The orbital magnetic dipole moment (μL) of an electron in an atomic orbital is given by the formula:

μL = -μB * L

where μB is the Bohr magneton and L is the orbital angular momentum quantum number.

For a 3p state, the value of L is 1 (since p corresponds to l=1).

So, the magnitude of the orbital magnetic dipole moment of the electron in the 3p state is:

μL = -μB * 1 = -μB

Therefore, the magnitude of the orbital magnetic dipole moment of the electron in the 3p state is 1 Bohr magneton.

Question

The orbital magnetic dipole moment (μL) of an electron in an atomic orbital is given by the formula:

μL = -μB * L

where μB is the Bohr magneton and L is the orbital angular momentum quantum number.

For a 3p state, the value of L is 1 (since p corresponds to l=1).
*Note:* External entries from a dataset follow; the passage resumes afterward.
PR #1603, opened 2026-05-31
Switch LLM cache from pickle to JSON.

bsowell:
Perf impact will be minimal compared to LLM cost, and pickle has a bunch of issues.

### DIFF
--- a/lib/sycamore/sycamore/llms/llms.py
+++ b/lib/sycamore/sycamore/llms/llms.py
@@ -2,8 +2,9 @@ import inspect
 from abc import ABC, abstractmethod
 import copy
 import datetime
+import io
+import json
 import logging
-import pickle
 import base64
 from PIL import Image
 from typing import Any, Optional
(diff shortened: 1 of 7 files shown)


lib/sycamore/sycamore/llms/llms.py
```diff
@@ -140,14 +141,77 @@ def __str__(self):
...
+            return datetime.datetime.fromisoformat(obj["value"])
+        return obj
+
+    @staticmethod
+    def _llm_cache_json_dumps(data: Any) -> str:
+        return json.dumps(data, default=LLM._llm_cache_json_default, sort_keys=True, separators=(",", ":"))
+
+    @staticmethod
+    def _llm_cache_jsonable(data: Any) -> Any:
+        return json.loads(LLM._llm_cache_json_dumps(data))
```
HenryL27, line 209: I do wonder if it would be more efficient to just leave it as a string. I guess double-json-encoding it would be kinda weird too. idk.

HenryL27 (approved):

PR #1606, opened 2026-07-31
Add Ollama backend for local LLM generation and embeddings

### LINKED ISSUE #1605: Add Ollama backend (local LLM + embeddings)
**Is your feature request related to a problem? Please describe.**
All of Sycamore's current LLM (`sycamore.llms`) and embedding (`sycamore.transforms.embed`)
providers are hosted APIs -  OpenAI, Anthropic, Bedrock, Gemini. There's no way to run the LLM
or embedding steps of a DocSet pipeline against a local model server. That's a real gap for
anyone building a fully local-first or offline-capable pipeline - related in spirit to #707,
though that issue is specifically about bundling partitioner model weights rather than
LLM/embedding providers.

I'm building a local-first RAG system (part of an MCP-based project) that already runs
entirely on Ollama for generation and embeddings, and I'd like to use Sycamore's
partitioning/DocSet pipeline without introducing a cloud dependency into an otherwise fully
local stack.

**Describe the solution you'd like**
Add:
- `OllamaLLM` in a new `sycamore/llms/ollama.py`, subclassing the `LLM` ABC, using the
  official `ollama` PyPI client.
- `OllamaEmbedder` in `sycamore/transforms/embed.py`, subclassing `Embedder`, matching
  `OpenAIEmbedder`'s constructor/batching shape.
- A new optional `ollama` extras group in `pyproject.toml`, so this has zero impact on
  existing installs.

I have a working draft of both, plus unit tests that mock the client, and I'm ready to open
a draft PR for early feedback if this is a welcome addition.

**Describe alternatives you've considered**
Ollama also exposes an OpenAI-compatible endpoint (`/v1/chat/completions`, `/v1/embeddings`),
so in principle `OpenAI`/`OpenAIEmbedder` could already point at a local Ollama server with
no new code. I think a native provider is still worth it - `OLLAMA_HOST` env var resolution,
Ollama-native `options` (`num_ctx`, `mirostat`, etc.) not exposed through the compat layer,
and clearer errors when the actual backend is Ollama rather than a generic OpenAI-client
exception - but flagging this in case maintainers would rather just document the
compat-endpoint route instead.

**Additional context**
For `OllamaLLM` I mirrored `anthropic.py` (direct client + `__reduce__` for Ray-picklability)
rather than `openai.py`, since the latter carries Azure/Helicone/batch-API handling Ollama
has no equivalent of. Ollama's model catalog is just "whatever's been `ollama pull`ed" rather
than a fixed list, so `OllamaModels.from_name()` falls back to constructing an ad hoc model
for unrecognized strings instead of raising, unlike the other providers - flagging that as an
intentional deviation in case it should work differently.

Happy to take this on if it's a welcome addition - I'll open a draft PR as soon as I get a
thumbs up.

SkyeVault:
## Summary

Adds Ollama as a native `LLM` and `Embedder` provider so DocSet pipelines can run generation and embedding steps against a local Ollama server instead of a hosted API, for fully local/offline-capable pipelines with no cloud dependency.

Closes #1605

- `sycamore/llms/ollama.py`: `Ollama(LLM)`, using the official `ollama` PyPI client directly.
- `sycamore/llms/config.py`: `OllamaModel`/`OllamaModels`.
- `sycamore/transforms/embed.py`: `OllamaEmbedder(Embedder)`, matching `OpenAIEmbedder`'s constructor/batching shape (Ollama's `/api/embed` natively accepts a batch of inputs in one call).
- New optional `ollama` extras group in `pyproject.toml`, zero impact on existing installs.
- Unit tests mocking the `ollama` client for both the LLM and Embedder (`test_ollama.py`, additions to `test_embed.py`).
- Docs: `llm.rst`, `embed.rst`, `embed.md`.

## Two design calls worth flagging for review

1. **Native `ollama` client vs. the OpenAI-compat endpoint.** Ollama also exposes an OpenAI-compatible `/v1/chat/completions` and `/v1/embeddings` API, so in principle `OpenAI`/`OpenAIEmbedder` could already point at a local Ollama server with no new code. I went with a native provider instead, for `OLLAMA_HOST` env var resolution and Ollama-native `options` (`num_ctx`, `mirostat`, etc.) that aren't exposed through the compat layer, plus clearer errors when the actual backend is Ollama. Flagging in case maintainers would rather just document the compat-endpoint route instead.
2. **Unrecognized model names don't raise.** Every other provider's `FooModels.from_name()` raises on an unrecognized string. Ollama's catalog is just whatever's been `ollama pull`ed rather than a fixed list, so `OllamaModels.from_name()` builds an ad hoc model for unrecognized names instead. Flagging as an intentional deviation in case it should work differently.

For `Ollama` itself I mirrored `anthropic.py` (direct client plus `__reduce__` for Ray-picklability) rather than `openai.py`, since the latter carries Azure/Helicone/batch-API handling that Ollama has no equivalent of.

## Test plan

- [x] `poetry run pytest lib/sycamore/sycamore/tests/unit/llms/` and `.../tests/unit/transforms/test_embed.py`, all passing, including pre-existing tests in both files.
- [x] `ruff check`, `black --check`, `mypy` on all new/changed files, clean.
- [x] Verified end-to-end against a real local Ollama server (not just mocks): `qwen2.5-coder:14b` for title extraction and `nomic-embed-text` for embeddings, on a full `read -> partition -> extract_entity -> explode -> embed` DocSet pipeline against a real PDF.

Opening as a draft since I haven't heard back on #1605 yet. Happy to adjust based on feedback on either design call above.


lib/sycamore/sycamore/llms/ollama.py
```diff
@@ -0,0 +1,183 @@
...
+from sycamore.llms.prompts import RenderedPrompt
+from sycamore.utils.cache import Cache
+from sycamore.utils.image_utils import base64_data
+from sycamore.utils.import_utils import requires_modules
+
+logger = logging.getLogger(__name__)
+
+
+def format_image(image: Image.Image) -> str:
+    return base64_data(image)
```
HenryL27: just call base64_data directly where needed

lib/sycamore/sycamore/llms/ollama.py
```diff
@@ -0,0 +1,183 @@
...
+            "default_mode": self._default_mode,
+            "default_llm_kwargs": self._default_llm_kwargs,
+            "client_args": self._client_args,
+        }
+        return ollama_deserializer, (kwargs,)
+
+    def default_mode(self) -> LLMMode:
+        if self._default_mode is not None:
+            return self._default_mode
+        return LLMMode.ASYNC
```
HenryL27: how could self._default_mode be None?

lib/sycamore/sycamore/transforms/embed.py
```diff
@@ -285,6 +286,80 @@ def embed_texts(self, texts: List[str]) -> List[List[float]]:
...
+        self.host = host
+        self._client_args = client_args or {}
+        self._client: Optional["OllamaClient"] = None
+
+        super().__init__(
+            model_name=model_name,
+            batch_size=batch_size,
+            model_batch_size=model_batch_size,
+            pre_process_document=pre_process_document,
+            device="cpu",
```
HenryL27: seems like it should be a param with a default

HenryL27:
In terms of model registry stuff, a couple thoughts
Is it worth querying the ollama instance to get the list of known models/does my model exist before runtime? In general in sycamore it's good to get errors before executing a pipeline if possible.
Maybe we can add a `pull: bool = False` param somewhere to tell it to pull a model if it's not found? Probably not actually. That would be overcomplicated.

SkyeVault:
On the model registry stuff:

Fail-fast would be nice here, but it means construction needs a live server connection, and even the other providers can't fully validate model names against reality (just against a hardcoded list). If it'd help, happy to add an opt-in check like `validate=False` so it stays fast by default. Let me know if that's useful.

On `pull`: agreed, let's skip it. Auto-pulling a multi-GB model as a side effect of creating an object feels like a bad surprise. I'd rather keep `ollama pull` an explicit, separate step.

PR #1871, opened 2025-01-01
bios: Update ecwolf.pk3

RobLoach:
This updates ecwolf.pk3 to what's listed in libretro-database's System.dat.

@hunterk Do you know if this is wrong/right?


hizzlekizzle:
That's a good question. Mine doesn't match either one lol

RobLoach:
Might as well bring it in then? :rofl:

hizzlekizzle:
Sure, it doesn't make it any worse, AFAICT, and at least it makes our documentation consistent :P

PR #1878, opened 2025-01-13
Pick a smaller set of platforms for DICE.

mittonk:
linux-x64 and linux-i686 are working, let's start with those.

osx-arm64 and windows-x64 build on my local test systems, so those should be doable in a while.

The rest I'll leave for a while.


mittonk:
(Starting with the .gitlab-ci.yml end of things instead.)

PR #1879, opened 2025-01-16
More platforms for DICE --- that'll help the PSP and WiiU builds.

mittonk:
More plaforms for DICE --- that'll help the PSP and WiiU builds.


zoltanvb:
Hi, there is no harm in adding new cores to recipes, but current buildbot is not using those. (If you found it in a piece of documentation, I can fix that as well.)

Buildbot integration needs 2 things:
- a mirror of the repository from github to the libretro gitlab server (this needs to be set up by libretro admins)
- a .gitlab-ci.yml file in the repository root, which describes the CI jobs - there is no guide for that, but based on the recipe changes, it should be an easy update from a working example

mittonk:
Thanks for the pointers --- I did find and fix issues in `.gitlab-ci.yml` in my repo that were part of the problem I was trying to solve here.

I didn't find any stale documentation, was just grepping around.

Thanks!

PR #1890, opened 2025-04-01
lr-dice earns a version bump with DIP switch support and core_options_v2.

mittonk:


mittonk:
Going with a bigger branch instead.

PR #1892, opened 2025-04-18
Fix ROM Cleaner extension.

zoltanvb:
Original PR #1889 added it without extension?

@JesseTG can comment if that was intentional.


JesseTG:
Whoops. Thanks for this.

PR #1905, opened 2025-06-03
Fix opengles flag

cscarnell98:
The flag is enable-opengles not enable-gles ASFAIK!


hizzlekizzle:
yes, you're correct. Thanks for the fix!

PR #1907, opened 2025-06-15
Add uxn core.

iyzsong:
Hello, this is a core for the [Uxn](https://100r.co/site/uxn.html).
Require zig to build, only tested for Linux.


hizzlekizzle:
Looks cool!

PR #1915, opened 2025-08-02
Update gam4980_libretro.info

iyzsong:


gouchi:
@fpscan This should be good to apply but it seems there is ?

> This branch has conflicts that must be resolved
> Changes can be cleanly merged.

PR #1968, opened 2026-03-21
VICE + PUAE version update

sonninnos:
Just bumping VICE version to current 3.10 and PUAE to 5.3.1.

For some reason after pulling the latest there were "unstaged changes" in `trident_libretro.info` which I absolutely did not touch in any way..


sonninnos:
Something needs fixing?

So, the magnitude of the orbital magnetic dipole moment of the electron in the 3p state is:

μL = -μB * 1 = -μB

Therefore, the magnitude of the orbital magnetic dipole moment of the electron in the 3p state is 1 Bohr magneton.

Knowee AI · Accepted Answer

The orbital magnetic dipole moment (μL) of an electron in an atomic orbital is given by the formula:

μL = -μB * L

where μB is the Bohr magneton and L is the orbital angular momentum quantum number.

For a 3p state, the value of L is 1 (since p corresponds to l=1).

So, the magnitude of the orbital magnetic dipole moment of the electron in the 3p state is:

μL = -μB * 1 = -μB

Therefore, the magnitude of the orbital magnetic dipole moment of the electron in the 3p state is 1 Bohr magneton.

Find the magnitude of the orbital magnetic dipole moment of the electron in in the 3p state. Provide your answer in terms of the number of Bohr magneton.